[Extracted records]
PR #2207, opened 2025-01-26
fix: make tx_total_size column nullable

rafaelcr:
Since we just need it for fee estimations, it's ok if this column remains null for past blocks


zone117x (approved):
👍

Issue #2199, opened 2025-01-16
Add estimated_inbound and estimated_outbound values in balance requests


alter-eggo:
**Is your feature request related to a problem? Please describe.**
To get immediately available balance that user can send we need to do 2 requests - for balance and mempool transactions, so 
`available balance = total balance - locked balance - outbound txs value`
It would be great to do only 1 request to get available balance

**Describe the solution you'd like**
There is already `estimated_balance` in the balance request which uses inbound/outbound mempool txs values in calc.
so it would be great to add `estimated_inbound` and `estimated_outbound` values in balance request response

alter-eggo:
also wonder guys if its possible to add estimated balance to sip10 tokens as well?

<img width="1249" alt="Image" src="https://github.com/user-attachments/assets/7bf97b9a-09e5-4af6-9d4c-6fc16df0623b" />

PR #2208, opened 2025-01-27
feat: show pending inbound and outbound stx balances

rafaelcr:
Adds `pending_balance_inbound` and `pending_balance_outbound` values to `/balances` endpoints, reflecting balance changes from mempool transactions.

#2199


zone117x (approved):
💯

PR #2217, opened 2025-02-05
fix: use an independent sql connection for mempool stats

rafaelcr:
Previously, this debounced mempool stats calculator query was sharing a single sql connection with the pg writer. If the debounced trigger coincided with a new block ingestion, both tasks reused the same SQL transaction resulting in a race condition: as soon as the block ingestion ended, the mempool stats query was cut short because the transaction was committed. This resulted in a `CONNECTION_DESTROYED` postgres error as described here: https://github.com/stacks-network/stacks-core/issues/5663

This PR moves the mempool stats query to its own SQL connection


zone117x (approved):
Hopefully this finally fixes the issues around this!

wileyj:
confirmed i was able to reach chain tip using this branch, thanks!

Exercise | Look above for the line with "Issue #2199, opened 2025-01-16" and the line with "solution you'd like**", and reproduce exactly those two lines plus every line between, nothing more.

Response below |
Issue #2199, opened 2025-01-16
Add estimated_inbound and estimated_outbound values in balance requests


alter-eggo:
**Is your feature request related to a problem? Please describe.**
To get immediately available balance that user can send we need to do 2 requests - for balance and mempool transactions, so 
`available balance = total balance - locked balance - outbound txs value`
It would be great to do only 1 request to get available balance

**Describe the solution you'd like**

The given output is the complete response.